To view this, follow the steps below:

  1. Navigate to Admin Console > Admin > Administrative Settings > Technicians.
  2. Under the Audit Log column, click View.
  3. The audit log of all actions carried out by the technician will be listed. To list only file deletions:
    • Click the search icon.
    • Under Message, type duplicate and hit Enter.

This will let you view details on who deleted what duplicate file, when, and from where.

Frequently asked questions

  • 1. How do I identify a duplicate file?

    To identify duplicate files, you can analyze the actual file content rather than just the file names. The system compares file sizes and generates content-based hash values to determine whether files are identical. If both the file size and hash value match, the files are considered duplicates, even if they are stored in different folders or locations within the file system.
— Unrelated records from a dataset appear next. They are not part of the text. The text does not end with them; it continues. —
PR #690, opened 2019-04-02
Add `calculate_qc_metrics` to `prepare`

### LINKED ISSUE #100: Describe the shape of the data overall
Some datasets come in with pre-calculated values for things like the number of genes each cell is expressing, the proportion of cells expressing each gene, read counts per cell, etc. It would be _super helpful_ to have these auto-computed and displayed for every dataset.

sidneymbell:
Adds [`calculate_qc_metrics`](https://scanpy.readthedocs.io/en/stable/api/scanpy.pp.calculate_qc_metrics.html#scanpy.pp.calculate_qc_metrics), implemented in scanpy 1.3.4, to `prepare`. Fixes #100.

I added this directly after data loading as these should be calculated upstream of any normalization. But, open to suggestion if you think they make more sense to add elsewhere. 

These show up as continuous metadata. 
image


server/cli/prepare.py
```diff
@@ -116,6 +120,9 @@ def load_data(data):
         if not adata._var.index.is_unique:
             click.echo("Warning: var index is not unique")
 
+        if calculate_qc_metrics:
```
csweaver: If this takes a non-trivial amount of time (test on the 1 mil dataset) move this to a function and add to the show_step dict. Otherwise, it's fine as is.

server/cli/prepare.py
```diff
@@ -185,7 +192,7 @@ def show_step(item):
     steps = [make_sparse, run_recipe, run_pca, run_neighbors, run_louvain, run_layout]
 
     click.echo(f"[cellxgene] Loading data from {data}, please wait...")
-    adata = load_data(data)
+    adata = load_data(data, calculate_qc_metrics)
```
csweaver: see above

PR #697, opened 2019-04-08
Add `calculate_qc_metrics` to `prepare

### LINKED ISSUE #100: Describe the shape of the data overall

sidneymbell:
Adds calculate_qc_metrics, implemented in scanpy 1.3.4, to prepare. Fixes #100.

These show up as continuous metadata.

Duplicate of [PR 690](https://github.com/chanzuckerberg/cellxgene/pull/690). [TIL] Apparently github closes PRs and doesn't allow editing of the base branch designation if the original base branch is merged and deleted -_-


server/cli/prepare.py
```diff
@@ -172,6 +182,7 @@ def run_layout(adata):
 
     def show_step(item):
         names = {
+            "calculate_qc_metrics": "Calculating QC metrics" if run_qc else "Skipping QC",
```
csweaver: I'm not a fan of inline if else's in python code. The exceptions being in list comprehension and lambda functions. Could you move this to an if statement above names?

server/requirements.txt
```diff
@@ -9,7 +8,7 @@ flatbuffers>=1.10.0
 matplotlib>=2.2
 numpy>=1.15.2
 pandas>=0.23.1
-scanpy>=1.3.2
+scanpy>=1.3.7
```
csweaver: Why did this change? Shouldn't this be in master?

csweaver: I think you may need to rebase this branch onto master and then force push. I can help with that if you want.

sidneymbell: Cool. We can do that, but force push terrifies me. Can I get your help on this so I don't accidentally break the whole world? ^_^

PR #711, opened 2019-04-12
Core library

csweaver:
This PR adds some features to the core library to aid in development of the notebook and native app development.

You can:
1. Import from app.py without launching the flask app
2. Initialize engine without loading data
3. Reload data and update config (layout method, etc)

To implement 2&3 I've moved the engine arguments from individual properties to a single config prop,  added an update method which will update the data/config and if there is data recompute the validation and initialization. I'm handling the case when methods in the engine require data with a decorator that raises an error if the data isn't set, but i'm not sure if that was the best solution - open to suggestions.

### DIFF
--- a/server/app/app.py
+++ b/server/app/app.py
@@ -25,7 +25,6 @@ def create_app():
     SECRET_KEY = os.environ.get("CXG_SECRET_KEY", default="SparkleAndShine")
     app.config.update(SECRET_KEY=SECRET_KEY)
 
-
     resources = get_api_resources()
     app.register_blueprint(webapp.bp)
     app.register_blueprint(resources.blueprint)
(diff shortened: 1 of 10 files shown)


server/app/app.py
```diff
@@ -5,27 +5,28 @@
...
+from server.app.web import webapp
 
-REACTIVE_LIMIT = 1_000_000
-
-app = Flask(__name__, static_folder="web/static")
-app.json_encoder = Float32JSONEncoder
-cache = Cache(app, config={"CACHE_TYPE": "simple", "CACHE_DEFAULT_TIMEOUT": 860_000})
-Compress(app)
-CORS(app)
+# Application Data
```
bkmartinjr: In some scenarios, I can see us wanting to load and serve multiple data sets in one process (eg, using the future API in a notebook).  Have you considered making the "app" a class, and store data and cache within the instance?

csweaver: 👍 Done

PR #785, opened 2019-05-23
do not hard-wire column names in annotations

### LINKED ISSUE #779: Can't load h5ad with "name" obs
It appears that cellxgene chokes when trying to load a dataset containing an obs column called "name". It'd be great if it could at least provide a more meaningful error message and ideally provide compatibility with datasets containing such a column.

```python
import scanpy as sc

import numpy as np
import pandas as pd

# create an AnnData instance with random data
X = np.random.randint(0, 1000, size=(1000, 50))

adata = sc.AnnData(X)
adata.obs = pd.DataFrame({"x":np.random.random(size=(1000,))})
sc.tl.tsne(adata)

adata.write("adata.h5ad")

# now add a column "name"
adata.obs["name"] = ["a", "b"] * 500
adata.write("adata_with_name.h5ad")
```

Running on adata_with_name.h5ad causes the following error:

```
$ cellxgene launch -v --debug -l tsne  adata_with_name.h5ad
[cellxgene] Loading data from adata_with_name.h5ad.
  File "/mnt/home/nspies/.local/bin/cellxgene", line 11, in <module>
    load_entry_point('cellxgene', 'console_scripts', 'cellxgene')()
  File "/mnt/home/nspies/.local/lib/python3.7/site-packages/click/core.py", line 764, in __call__
    return self.main(*args, **kwargs)
  File "/mnt/home/nspies/.local/lib/python3.7/site-packages/click/core.py", line 717, in main
    rv = self.invoke(ctx)
  File "/mnt/home/nspies/.local/lib/python3.7/site-packages/click/core.py", line 1137, in invoke
    return _process_result(sub_ctx.command.invoke(sub_ctx))
  File "/mnt/home/nspies/.local/lib/python3.7/site-packages/click/core.py", line 956, in invoke
    return ctx.invoke(self.callback, **ctx.params)
  File "/mnt/home/nspies/.local/lib/python3.7/site-packages/click/core.py", line 555, in invoke
    return callback(*args, **kwargs)
  File "/mnt/home/nspies/Downloads/cellxgene/server/cli/launch.py", line 185, in launch
    server.attach_data(ScanpyEngine(data, args), title=title)
  File "/mnt/home/nspies/Downloads/cellxgene/server/app/scanpy_engine/scanpy_engine.py", line 35, in __init__
    self._validate_and_initialize()
  File "/mnt/home/nspies/Downloads/cellxgene/server/app/util/utils.py", line 42, in wrapped_function
    return func(self, *args, **kwargs)
  File "/mnt/home/nspies/Downloads/cellxgene/server/app/scanpy_engine/scanpy_engine.py", line 169, in _validate_and_initialize
    self._validate_data_types()
  File "/mnt/home/nspies/Downloads/cellxgene/server/app/util/utils.py", line 42, in wrapped_function
    return func(self, *args, **kwargs)
  File "/mnt/home/nspies/Downloads/cellxgene/server/app/scanpy_engine/scanpy_engine.py", line 234, in _validate_data_types
    datatype = curr_axis[ann].dtype
  File "/usr/local/lib64/python3.7/site-packages/pandas/core/generic.py", line 4376, in __getattr__
    return object.__getattribute__(self, name)
AttributeError: 'DataFrame' object has no attribute 'dtype'
```
Running `cellxgene launch -l tsne adata.h5ad` works fine.

bkmartinjr:
Previous to this PR, the app reserved the obs["name"] and var["name"] to contain unique human-readable values.   This is now parameterized to select a name that will not stomp on existing data.  The previous support for user-specific columns, via the CLI options `--obs-names` and `--var-names` is unchanged.

In addition, the existing but unchecked requirement for uniqueness on var and obs column names is now checked (`adata.obs.columns.is_unique and adata.var.columns.is_unique`).

Changes:
* the back-end /schema now contains an `index` field for both var and obs annotations, indicating which annotation column has the unique, user-readable names.    Example:
```
  schema: {
    annotations: {
      obs: {
        index: "name",
        columns: [
          { name: "name", type: "string" },
          { name: "field1", type: "int32" },
        ]
      },
...
```

* the front-end uses this parameter to determine which dataframe column contains names (eg, for the gene search box)
* the CLI `--obs-names` and `--var-names` options directly set this value in the scanpy engine
* obs and var column names are tested for uniqueness, and an error issued if they are not
* the obs_name and var_name (aka front-end index) columns must also be unique. This test existed previously. 

Fixes #779

### DIFF
--- a/server/app/scanpy_engine/scanpy_engine.py
+++ b/server/app/scanpy_engine/scanpy_engine.py
@@ -164,6 +164,10 @@ class ScanpyEngine(CXGDriver):
 
     @requires_data
     def _validate_and_initialize(self):
+        # var and obs column names must be unique
+        if not self.data.obs.is_unique or not self.data.var.is_unique:
+            raise KeyError(f"All annotation column names must be unique.")
+
         self._alias_annotation_names(Axis.OBS, self.config["obs_names"])
         self._alias_annotation_names(Axis.VAR, self.config["var_names"])
         self._validate_data_types()
--- a/server/app/scanpy_engine/scanpy_engine.py
+++ b/server/app/scanpy_engine/scanpy_engine.py
@@ -51,14 +51,17 @@ class ScanpyEngine(CXGDriver):
         }
 
     @staticmethod
-    def _create_unique_column_name(df, prefix):
-        """ given a dataframe and a name prefix, return a column name which does not
-            exist in the dataframe.
+    def _create_unique_column_name(df, col_name_prefix):
+        """ given the columns of a dataframe, and a name prefix, return a column name which 
+            does not exist in the dataframe, AND which is prefixed by `prefix`
+
+            The approach is to append a numeric suffix, starting at zero and increasing by
+            one, until an unused name is found (eg, prefix_0, prefix_1, ...).
         """
         suffix = 0
-        while f"{prefix}{suffix}" in df.columns:
+        while f"{col_name_prefix}{suffix}" in df:
             suffix += 1
-        return f"{prefix}{suffix}"
+        return f"{col_name_prefix}{suffix}"
 
     def _alias_annotation_names(self):
         """
@@ -83,11 +86,11 @@ class ScanpyEngine(CXGDriver):
                         "Please prepare data to contain unique index values, or specify an "
                         "alternative with --{ax_name}-name."
                     )
-                name = self._create_unique_column_name(df_axis, "name_")
+                name = self._create_unique_column_name(df_axis.columns, "name_")
                 self.config[config_name] = name
                 # reset index to simple range; alias name to point at the
                 # previously specified index.
-                df_axis.rename_axis(name, axis=0, inplace=True)
+                df_axis.rename_axis(name, inplace=True)
                 df_axis.reset_index(inplace=True)
             elif name in df_axis.columns:
                 # User has specified alternative column for unique names, and it exists
--- a/server/app/scanpy_engine/scanpy_engine.py
+++ b/server/app/scanpy_engine/scanpy_engine.py
@@ -52,7 +52,7 @@ class ScanpyEngine(CXGDriver):
 
     @staticmethod
     def _create_unique_column_name(df, col_name_prefix):
-        """ given the columns of a dataframe, and a name prefix, return a column name which 
+        """ given the columns of a dataframe, and a name prefix, return a column name which
             does not exist in the dataframe, AND which is prefixed by `prefix`
 
             The approach is to append a numeric suffix, starting at zero and increasing by
--- a/server/app/scanpy_engine/scanpy_engine.py
+++ b/server/app/scanpy_engine/scanpy_engine.py
@@ -50,41 +50,58 @@ class ScanpyEngine(CXGDriver):
             "diffexp_lfc_cutoff": 0.01,
         }
 
-    def _alias_annotation_names(self, axis, name):
+    @staticmethod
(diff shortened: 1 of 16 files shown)


server/app/scanpy_engine/scanpy_engine.py
```diff
@@ -50,41 +50,58 @@ def _get_default_config():
...
+                    raise KeyError(
+                        f"Values in {ax_name}.index must be unique. "
+                        "Please prepare data to contain unique index values, or specify an "
+                        "alternative with --{ax_name}-name."
+                    )
+                name = self._create_unique_column_name(df_axis, "name_")
+                self.config[config_name] = name
+                # reset index to simple range; alias name to point at the
+                # previously specified index.
+                df_axis.rename_axis(name, axis=0, inplace=True)
```
csweaver: I don't think you need the axis=0, that's the default, isn't it?

server/app/scanpy_engine/scanpy_engine.py
```diff
@@ -50,41 +50,58 @@ def _get_default_config():
...
-
-        ax_name = str(axis)
-        df_axis = getattr(self.data, ax_name)
-        if name is None:
-            # reset index to simple range; alias "name" to point at the
-            # previously specified index.
-            df_axis.reset_index(inplace=True)
-            df_axis.rename(inplace=True, columns={"index": "name"})
-        elif name in df_axis.columns:
-            if name not in df_axis.columns:
```
csweaver: I'm a little worried about doing git blame on the above two lines 😳

server/app/scanpy_engine/scanpy_engine.py
```diff
@@ -50,41 +50,58 @@ def _get_default_config():
             "diffexp_lfc_cutoff": 0.01,
         }
 
-    def _alias_annotation_names(self, axis, name):
+    @staticmethod
+    def _create_unique_column_name(df, prefix):
```
csweaver: Can we change this method's signature: `(name, columns)` 
1. Since you are only using `df.columns` no need to pass the whole dataframe, doing that makes knowing what the function does with the dataframe harder to understand.
2. `prefix` was not what I expected it to be. I thought it was going to be what we prefix non-unique column names with.

server/app/scanpy_engine/scanpy_engine.py
```diff
@@ -50,41 +50,58 @@ def _get_default_config():
...
+        """ given a dataframe and a name prefix, return a column name which does not
+            exist in the dataframe.
```
csweaver: Can you add that it does this by appending a number?

server/app/scanpy_engine/scanpy_engine.py
bkmartinjr: true.  I added for clarity, but will remove.

server/app/scanpy_engine/scanpy_engine.py
bkmartinjr: you and me both :-).    I suspect I am likely guilty!!!

server/app/scanpy_engine/scanpy_engine.py
bkmartinjr: will make change (1), and will add better comments and variable names for prefix, in an attempt to add clarity....

server/app/scanpy_engine/scanpy_engine.py
bkmartinjr: done.

PR #793, opened 2019-05-29
fix incompatibility of flask reload and port searching

bkmartinjr:
in the 0.10 pre-release, if both --port and --debug were specified, the CLI will error out.  This is caused by flask reload causing the port code to run twice.   

Changes:
* `--debug` now only prints verbose warnings and disables browser launch. 
* a new flag, `--developer` enables hot reload and implies `--debug`
* because `--developer` and `--port` are incompatible, a new human-readable error is triggered by the combination.

So, these are legal:
* `cellxgene launch foo.h5ad --debug --port 9999` - verbose logging, serving on port 9999
* `cellxgene launch foo.h5ad --developer` - scan to find available port, verbose logging, hot reload

### DIFF
--- a/server/cli/launch.py
+++ b/server/cli/launch.py
@@ -11,7 +11,7 @@ import click
 from server.app.app import Server
 from server.app.util.errors import ScanpyFileError
 from server.app.util.utils import custom_format_warning
-from server.utils.utils import find_available_port
+from server.utils.utils import find_available_port, is_port_available
 
 
 # anything bigger than this will generate a special message
@@ -143,6 +143,9 @@ security risk by including the --scripts flag. Make sure you trust the scripts t
 
     if not port:
         port = find_available_port(host)
+    else:
+        if not is_port_available(host, int(port)):
+            raise click.ClickException(f"The port selected {port} is in use, please specify an open port using the --port flag.")
 
     # Setup app
     cellxgene_url = f"http://{host}:{port}"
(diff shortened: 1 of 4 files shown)


server/cli/launch.py
```diff
@@ -199,7 +212,7 @@ def launch(
         sys.stdout = f
 
     try:
-        server.app.run(host=host, debug=debug, port=port, threaded=True)
+        server.app.run(host=host, debug=developer, port=port, threaded=True, use_reloader=developer, use_debugger=False)
```
csweaver:
```suggestion
        server.app.run(host=host, debug=debug, port=port, threaded=True, use_reloader=developer, use_debugger=False)
```
I think this was just a typo or oversight

server/cli/launch.py
```diff
@@ -143,6 +149,13 @@ def launch(
 
     if not port:
         port = find_available_port(host)
+    else:
```
csweaver: if you are feeling like it, you could flip the if else so that it's a positive `if` and not an `if not`

server/cli/launch.py
```diff
@@ -115,6 +118,9 @@ def launch(
     if extension != ".h5ad":
         raise click.FileError(basename(data), hint="file type must be .h5ad")
 
+    if developer:
```
csweaver: I think that we may not need all of debug, verbose, and developer, but it would take more time than we have to get the release out and is low priority.

PR #803, opened 2019-05-31
[Do not merge] Update pbmc3k example data

sidneymbell:
The current example dataset doesn't utilize cellxgene's full feature set. Unfortunately, there is little available metadata for this dataset. However, I was able to attach a few new kinds of data so that a fuller set of features is at least visible/usable by new users.

This PR adds:
* Categorical metadata: cluster labels for both of the currently-available clustering methods in scanpy (louvain and leiden)  
* Continuous metadata: lots of QC metrics generated by `sc.pp.calculate_qc_metrics()`  
* A few new embeddings: umap, tsne, and force directed graph  

This enables users to try out cluster occupancy and switching between embeddings.

To avoid confusion, I kept the normalization and preprocessing consistent with the [scanpy tutorial](https://scanpy-tutorials.readthedocs.io/en/latest/pbmc3k.html).

The (minimal) notebook used to process this dataset is available [here](https://github.com/chanzuckerberg/cellxgene-vignettes/blob/master/dataset-processing/pbmc3k-processing.ipynb).


bkmartinjr:
Agree with @csweaver.  I think it makes the most sense to split "demo" and "test" data:
* demo data on an S3 bucket or other easy to access location, for all users.  Maybe more than one data set.
* small test data, part of the repo, and only used for e2e testing.  Allows it to be revised/versioned with the tests & code.

Our "example" could be removed, and replaced with the above two.

sidneymbell:
I think this all makes a lot of sense! I'll stick this on an open AWS bucket or something once all the demo data is good to go. Thanks.

PR #807, opened 2019-06-04
adds section on risks of hosted instances

### LINKED ISSUE #806: clearly communicate risks of hosting cellxgene
this is related to #791 

we need to clearly document the risks of hosting cellxgene

key points that need to be communicated:

- Flask dev server is not recommended for hosted deployment
- We have no testing or official support for multi-tenancy
- Likely to fall over if too many people hit the server, especially if using differential expression
- One instance per dataset

neuromusic:
fixes #806

### DIFF
--- a/README.md
+++ b/README.md
@@ -52,16 +52,18 @@ There are 4 key features we plan to implement in the near term.
 
 For more detail on these features and where we are going, see [our roadmap](ROADMAP.md).
 
-## supported and experimental usage modes
+## risks of hosting cellxgene
 
-_cellxgene_ is built on standard web technologies, but is currently designed as a single-user desktop application. 
+_cellxgene_ is built on standard web technologies, but is currently designed as a single-user desktop application.
+We've done this so we can prioritize the items on [our roadmap](ROADMAP.md).
+
 Some of our users have experimented with hosting _cellxgene_ either for their lab or for public use, but please note that the _cellxgene_ team does not officially support, troubleshoot, or maintain any web deployments at this time.
 
-If you choose setup _cellxgene_ as a hosted service, you should be aware of the following risks:
+If do you choose setup _cellxgene_ as a hosted service, you should be aware of the following risks:
 
 - `$ cellxgene launch` uses Flask's development server, which is not recommended for hosted deployment (see the [Flask documentation](http://flask.pocoo.org/docs/1.0/tutorial/deploy/#run-with-a-production-server))
 - We have no testing or official support for deployments where multiple users are accessing the same _cellxgene_ instance.
-- Your _cellxgene_ instance is likely to fall over if too many people access it at the same time, especially if they using functions that call the Python backend (such as differential expression, updating the layout, or coloring by gene).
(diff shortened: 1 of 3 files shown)


README.md
```diff
@@ -52,6 +52,18 @@ There are 4 key features we plan to implement in the near term.
 
 For more detail on these features and where we are going, see [our roadmap](ROADMAP.md).
 
+## supported and experimental usage modes
```
csweaver: This title does not relate to the content. I think the title should directly refer to hosting cellxgene.

Something like "[Unsupported] Hosting cellxgene"

README.md
```diff
@@ -52,6 +52,18 @@ There are 4 key features we plan to implement in the near term.
...
+
+_cellxgene_ is built on standard web technologies, but is currently designed as a single-user desktop application. 
+Some of our users have experimented with hosting _cellxgene_ either for their lab or for public use, but please note that the _cellxgene_ team does not officially support, troubleshoot, or maintain any web deployments at this time.
```
csweaver: I think you should add a sentence on why we made that choice since it can seem inconceivable for most users that we are not pursuing that mode currently.

README.md
```diff
@@ -52,6 +52,18 @@ There are 4 key features we plan to implement in the near term.
...
+
+If you choose setup _cellxgene_ as a hosted service, you should be aware of the following risks:
+
+- `$ cellxgene launch` uses Flask's development server, which is not recommended for hosted deployment (see the [Flask documentation](http://flask.pocoo.org/docs/1.0/tutorial/deploy/#run-with-a-production-server))
```
csweaver: well said

README.md
```diff
@@ -52,6 +52,18 @@ There are 4 key features we plan to implement in the near term.
...
+- We have no testing or official support for deployments where multiple users are accessing the same _cellxgene_ instance.
+- Your _cellxgene_ instance is likely to fall over if too many people access it at the same time, especially if they using functions that call the Python backend (such as differential expression, updating the layout, or coloring by gene).
```
csweaver: Can we find a more technical term than "fall over"? I can't think of the right word at the moment, but maybe it will come to me tomorrow.

colinmegill: Is the issue that the server runs out of RAM because it's trying to repeatedly load data into memory to do the diffexp computation?

README.md
neuromusic: 😄

README.md
neuromusic: hang?

csweaver: hang sounds good. It's the cpu, not the memory in diffexp case, I believe.

README.md
```diff
@@ -52,6 +52,20 @@ There are 4 key features we plan to implement in the near term.
 
 For more detail on these features and where we are going, see [our roadmap](ROADMAP.md).
 
+## risks of hosting cellxgene
+
+_cellxgene_ is built on standard web technologies, but is currently designed as a single-user desktop application.
+We've done this so we can prioritize the items on [our roadmap](ROADMAP.md).
```
csweaver: items -> features
```suggestion
We've done this so we can prioritize the features on [our roadmap](ROADMAP.md).
```

bkmartinjr:
@neuromusic - it might be nice to indicate whether hosted support may be considered in the future, or is *never* going to be considered due to some underlying limitation/constraint.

  • 2. What are the financial implications of storing duplicate files?

    While cloud storage offers virtually unlimited capacity, storing redundant files can drive up costs unnecessarily. Identifying and managing duplicates helps optimize storage and reduce expenses. Use our ROT data calculator to get a personalized estimate of how much you could save through better storage practices.

  • 3. Can duplicate files lead to security lapses?

    Yes. Duplicate files can increase the risk of unauthorized access or data leakage, as multiple copies may exist in different locations with varying permissions. Identifying and managing duplicates helps maintain tighter control over sensitive data and strengthens overall file security.

  • 4. What are some best practices for managing duplicates files?

    To effectively manage duplicate data, organizations should run regular duplicate scans, review file ownership and access patterns before deletion, and prioritize cleanup in high-growth or high-usage areas. It's also important to retain or archive duplicates when required for business or compliance reasons. Performing cleanup in phases, maintaining recent backups, and auditing all deletion activities helps ensure safe and controlled duplicate data management.

  • 5. What should be reviewed before permanently deleting duplicate files?

    Before deleting duplicate files, organizations should review file ownership, last accessed and modified timestamps, file location, and business relevance. Validating that a retained primary copy exists and confirming recent backups helps reduce the risk of accidental data loss during cleanup.